# Matching wood duck pen and pencil.



## David Seaba (Aug 10, 2014)

Matching wood duck pen and pencil. Stanless kits got the wood from the last boxs cliff was offering. Maybe desert iron wood?
@woodintyuuu 
Thanks for looking. 
David

Reactions: Like 3 | EyeCandy! 1 | Way Cool 4


----------



## Sprung (Aug 10, 2014)

Very nice pens and work, David! Does look like DIW for the stand - which is a real cool piece for showing off pens. Are the ducks decals? What kits are those and what do you think of the quality of the pencil kit?

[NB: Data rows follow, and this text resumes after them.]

PR #304, opened 2025-09-01
fix(core): deactivate enable_extend_program_checked feature

MicaiahReid:


crates/core/src/surfnet/svm.rs
```diff
@@ -140,7 +140,11 @@ impl SurfnetSvm {
         let (simnet_events_tx, simnet_events_rx) = crossbeam_channel::bounded(1024);
         let (geyser_events_tx, geyser_events_rx) = crossbeam_channel::bounded(1024);
 
-        let feature_set = FeatureSet::all_enabled();
+        let mut feature_set = FeatureSet::all_enabled();
+
+        // todo: remove once txtx deployments upgrade solana dependencies.
+        // todo: consider making this configurable via config
+        feature_set.deactivate(&enable_extend_program_checked::id());
```
BretasArthur1, line 147: this will bug that case were we have 2 different programs being deployed with different feature no?

lgalabru (approved):

BretasArthur1 (approved):

crates/core/src/surfnet/svm.rs
MicaiahReid: nope

PR #310, opened 2025-09-03
fix: stabilizing websocket

lgalabru:


crates/core/Cargo.toml
```diff
@@ -89,12 +89,18 @@ txtx-addon-network-svm-types = { workspace = true }
 uuid = "1.7.0"
 blake3 = "1.8.2"
 anyhow = "1.0.98"
-solana-geyser-plugin-manager = { workspace = true, optional = true }
+# solana-geyser-plugin-manager = { version = "2.3.7", optional = true }
```
MicaiahReid, line 92: Are there comments in this file that we can remove?

Cargo.toml
```diff
@@ -66,24 +66,24 @@ solana-commitment-config = "2.2.1"
 solana-compute-budget-interface = "2.2.1"
 solana-epoch-info = { version = "2.2.1", features = ["serde"] }
 solana-epoch-schedule = "2.2.1"
-solana-geyser-plugin-manager = "3.0.0"
+# solana-geyser-plugin-manager = "=2.3.7"
```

Sorry, I know I'm full of questions!

Reactions: Thank You! 1


----------



## SENC (Aug 10, 2014)

Fantastic! Do they squeal, too?

Love the stand... perfect for the woodies!

Reactions: Thank You! 1


----------



## David Seaba (Aug 10, 2014)

They are the liberty kits. The ducks are a laser inlay. The pencil gave me fits but seems fine now.

Reactions: Thank You! 1


----------



## David Seaba (Aug 10, 2014)

@SENC 
I did when the pencil gave me fits.

Reactions: Funny 1


----------



## rdabpenman (Aug 11, 2014)

Looks great from here.
Nicely done.

Les

Reactions: Thank You! 1


----------



## davduckman2010 (Aug 11, 2014)

way cool david

Reactions: Thank You! 1


----------



## Bean_counter (Aug 11, 2014)

Very nice David! What's your thoughts on the liberty? I just ordered my first ones and look forward to trying them

Reactions: Thank You! 1


----------



## David Seaba (Aug 11, 2014)

@Bean_counter 
Its a pretty nice kit. I like the weight of it. I ordered some eagle kits to. Looking forward to seeing what you make.
David


----------